Almost 10 years ago, I wrote an article entitled “A brief investigation into the shogo system” which, kind of by accident, also went on to discuss the dan-i (or “dan-kyu”) system as well. Over the years, the topic of gradings has crept up now and again here on kenshi 24/7: sometimes I’d look at a positive aspect, while at other times I was far more questioning in nature, even critical. Even though I am not particularly a fan of the system, as an amateur/independent historian (of sorts), it is important to look at and do some research into the people who were awarded very high grades, particularly 10th and 9th dans, especially since they are no longer awarded. 

I’ve already done a piece on the five 10th dan sensei (and chatted about them in numerous pieces over the years). In today’s post I am going to briefly summarise an article that came out in (the rebooted) Kendo Nippon magazine recently. This article did something that I wouldn’t have had the energy to do myself at the moment: researched and listed all the 9th dan (in kendo) that were awarded by the ZNKR.

In the article a picture and a short biography of each sensei was presented. Kendo history nerd’s might say that they need all that information, but only a super kendo history nerd could probably make sense of it. For the general practitioner and people who enjoy reading and learning about kendo’s history, however, I think the summary I give today will suffice. 

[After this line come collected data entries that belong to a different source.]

PR #994, opened 2026-07-30
Give every cluster a workload identity issuer

phinze:
Whether a cluster got a workload identity issuer depended on whether it had a hostname to anchor one to, either a Miren Cloud registration or a `--dns-names` value. A cluster installed with `--without-cloud` and neither got no issuer at all.

That made internal authentication conditional on external addressability, and those two things aren't actually related. Everything consuming these tokens today is the cluster talking to itself: the cluster-local registry (#991) and the telemetry a distributed runner ships (#992). Both verify in-process against the signing key, which needs no DNS, no reachability, and no publicly trusted certificate. Only federating to an outside party needs any of that.

The cost landed in the wrong place. A `--without-cloud` cluster is precisely the one that can't lean on a cloud VPC firewall, and it's the one we gave the weakest story: `authorizeRegistry` passes requests straight through when there's no issuer, so those clusters run an open registry, and runner telemetry has nothing to authenticate with either. The clusters with the least network protection got the least authentication.

So every cluster gets an issuer. One with no hostname anchors at `https://cluster.local` — a name it already owns internally, rather than a synthetic placeholder. Nothing outside can resolve it, which is the honest signal that such a cluster can't federate until it's given a real name, and is exactly why it costs nothing internally. Give it a hostname later and its tokens become federatable with no other change.

Worth being explicit about the two behavior changes, since neither is invisible.

**Registry auth starts being enforced on clusters that previously had none.** That's the point, but it means a pull or push that fails to present a token turns into a broken deploy rather than a quiet passthrough. Both minting sites (`localRegistryHost` and the buildkit push path) already key off the issuer being present, so they'll now mint, and the blackbox suites exercise that path on a server started without `--dns-names`.

**Sandboxes on hostname-less clusters now receive identity tokens where they previously received none.** They're real and verifiable inside the cluster, and they won't federate to AWS or GCP — which is no worse than the nothing they replace. The docs claimed a bare cluster issues no tokens and that the `MIREN_IDENTITY_*` variables are absent, so they're corrected to separate federation from identity rather than conflating them.

One thing I deliberately didn't do: auto-detect a public IP and use that as the anchor. A publicly routable cluster *could* in principle federate on an IP — our discovery handler keys off `url.Parse(issuerURL).Host` and would serve it fine — but `autocert` can't obtain a publicly trusted certificate for a bare IP, and relying parties vary on whether they'll accept one. Anyone who wants to try can already pass `--dns-names 203.0.113.5`, which is used verbatim. Guessing on their behalf would mean an unstable anchor that changes when the IP does.

Prerequisite for #992, which otherwise regresses telemetry on exactly this cohort.

### DIFF
--- a/cli/commands/server.go
+++ b/cli/commands/server.go
@@ -656,27 +656,42 @@ func Server(ctx *Context, opts serverconfig.CLIFlags) error {
 		ctx.Log.Info("no cluster registration found")
 	}
 
-	// Initialize workload identity issuer for sandbox OIDC tokens
+	// Initialize the workload identity issuer.
+	//
+	// Every cluster gets one. It used to be conditional on having a hostname to
+	// anchor it to, which quietly made internal authentication depend on
+	// external addressability: a cluster installed with --without-cloud and no
+	// --dns-names got no issuer, so its own services had no way to authenticate
+	// to each other and fell back to trusting the network. But the services that
+	// consume these tokens (the cluster-local registry, runner telemetry) all
+	// verify in-process against the signing keys, which needs no DNS and no
+	// publicly trusted certificate. Only federating to an outside party needs
+	// those, and a cluster with no hostname simply has an anchor nobody outside
+	// can resolve.
 	var workloadIssuer *workloadidentity.Issuer
 	{
-		var issuerURL string
-		if cloudAuthConfig.DNSHostname != "" {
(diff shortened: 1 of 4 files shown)


evanphx (approved):
Great improvement, makes perfect sense

PR #998, opened 2026-07-31
Bind VictoriaMetrics and VictoriaLogs to loopback

phinze:
#992 routed distributed runner telemetry through the coordinator's authenticated listener, and its whole premise was that VictoriaMetrics and VictoriaLogs could then stop listening anywhere a runner can reach. The premise was right but unimplemented: both components still bound the wildcard, exactly as MIR-1483 describes them doing, so those ports were as open after that PR as before it. What stood in front of them remained a firewall rule, and on the GCP dev clusters that rule turns out to be the auto-created `default-allow-internal`, which permits all TCP and UDP across `10.128.0.0/9` and isn't managed in our infra repo at all.

Neither service authenticates anybody, so reachability is the entire access control. A firewall is a reasonable second layer and a poor only layer, since it can be flushed, reordered, or never applied on a host nobody configured. Binding `127.0.0.1` removes the exposure rather than guarding it, and then there's no rule left to maintain.

This is safe now in a way it wasn't before. The coordinator's own reads and writes go over loopback, and runners ship to `:8443` instead of dialing these directly. The only population that could be stranded is a cluster running distributed runners on a build predating #992, and since distributed runners sit behind `MIREN_LABS`, that's a small and known set. I rolled #992 out to garden, toys and club this morning and confirmed both metrics and logs arriving through the coordinator's ingest before writing this.

Moving the endpoint and readiness probe from `localhost` to the literal address is deliberate rather than cosmetic. On a dual-stack host `localhost` resolves to `::1` first, and against a v4-only listener that spends a failed dial on every new connection, which the readiness probe would pay during startup.

Two things this deliberately doesn't do. It doesn't add authentication to either backend: once they're on loopback the reachable set is host-level access, which already grants the etcd keyspace, the workload identity signing key, and the data files themselves, so a credential on the metrics port defends nothing that isn't already gone. And it leaves the external-instance path alone, where `--victoriametrics-addr` points at something an operator runs and secures themselves.

One residual worth naming: a sandbox with `Spec.HostNetwork` set shares the host netns and can still reach loopback. That needs rights to write a sandbox entity, a much higher bar than "any host on the VPC", but it's why I'd rather see a regression test pinning the bind address than call this airtight.

Closes MIR-1483

### DIFF
--- a/components/victorialogs/victorialogs.go
+++ b/components/victorialogs/victorialogs.go
@@ -135,7 +135,7 @@ func (c *VictoriaLogsComponent) Start(ctx context.Context, config VictoriaLogsCo
 	}
 
 	// Wait for VictoriaLogs to be ready
-	if err := c.WaitForReady(ctx, "localhost", config.HTTPPort); err != nil {
+	if err := c.WaitForReady(ctx, "127.0.0.1", config.HTTPPort); err != nil {
 		task.Delete(ctx)
 		container.Delete(ctx, containerd.WithSnapshotCleanup)
 		return err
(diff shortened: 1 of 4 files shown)


evanphx (approved):
The call is ONLY coming from inside the house!

PR #999, opened 2026-07-31
Re-register sandbox metrics for containers that survive a restart

phinze:
When miren restarts, `reconcileSandboxesOnBoot` adopts the containers that outlived the process. It reattaches log consumers, re-reserves IPs, and re-registers workload identity tokens. It never re-registered cgroup metrics, so CPU and memory for every recovered sandbox stopped at the restart and never came back. Logs kept flowing the whole time, which is what made this expensive to notice: a recovered sandbox looks completely healthy right up until you go looking for its metrics. Every runner and coordinator restart re-triggered it, so the fleet lost metrics for surviving sandboxes on each upgrade.

There's a second way to lose metrics that the boot path can't cover. Boot reconciliation only considers sandboxes the store already has as RUNNING, so one that was still PENDING at restart gets adopted later, when `CheckSandbox` returns `same`. Registering there is trickier than it looks, because that branch runs on every reconcile tick and `Metrics.Add` replaces the entry wholesale, discarding the previous CPU counters. Re-adding on each tick would reset the delta baseline forever and produce no CPU data at all. Hence `Metrics.Has`, and an `ensureMetrics` that does nothing when the sandbox is already monitored.

The log entity and attribute derivation was already copy-pasted between `createSandbox` and the saga's `addMetrics`. A third copy is exactly the kind of drift that let this hide, so all of it now goes through one `sandboxMetricsIdentity` helper.

On the frozen-hash bump for `sandbox.go`: the boot fix is shared between both controllers, since `SagaSandboxController.Init` delegates to the inner controller's `Init`. The adoption half needed mirroring and got it in `saga_controller.go`'s own `same` branch, and `create_saga.go` picks up the shared identity helper.

The test builds a real sandbox, discards the controller that booted it, and `Init`s a fresh one, which is the shape an actual restart takes. I confirmed it fails against the old code.

Closes MIR-1013

### DIFF
--- a/controllers/sandbox/create_saga.go
+++ b/controllers/sandbox/create_saga.go
@@ -398,18 +398,7 @@ func addMetrics(ctx context.Context, in addMetricsIn) (addMetricsOut, error) {
 		return addMetricsOut{}, fmt.Errorf("fetching sandbox: %w", err)
 	}
 
-	le := sb.Spec.LogEntity
-	if le == "" {
-		le = sb.ID.String()
-	}
-
-	attrs := map[string]string{"miren.sandbox": sb.ID.String()}
-	if sb.Spec.Version != "" {
-		attrs["miren.version"] = sb.Spec.Version.String()
-	}
-	for _, lbl := range sb.Spec.LogAttribute {
-		attrs[lbl.Key] = lbl.Value
-	}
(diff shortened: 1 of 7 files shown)


phinze:
@coderabbitai review

evanphx (approved):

Note that I do actually have a lot of books that I could use to fill out the bio of many of the sensei, but I chose not to expand the content of the current post past what was in the magazine article. 


Points of interest 

A. Year of birth 

I have added this in as a basic indication of kendo generation. This is a theory of mine that is still far from complete, but at the moment I generally consider modern (that is, systemised for physical education) kendo to have “began” with Naito Takaharu and Takano Sasaburo (of course, neither called it kendo at first, but that’s another article). Their direct students followed by those that studied (Naito’s and Takano’s style) under them (or in organisations monitored by one) give way into a next generation. The influence of Shinai-kyogi, the creation of the ZNKR, shiai-centric “sport” kendo in schools, and the eventually passing away of earlier generations with direct (or near-direct) tutelage under Naito and Takano heavily influenced how kendo evolved over the years. I intend to expand on this in the future, but at the the moment I will just mention the date of birth (leaving out when they died) and leave it to your imagination.

Note that Naito and Takano were born a month apart, but Naito passed way far earlier – in 1929 compared to Takano in 1950. 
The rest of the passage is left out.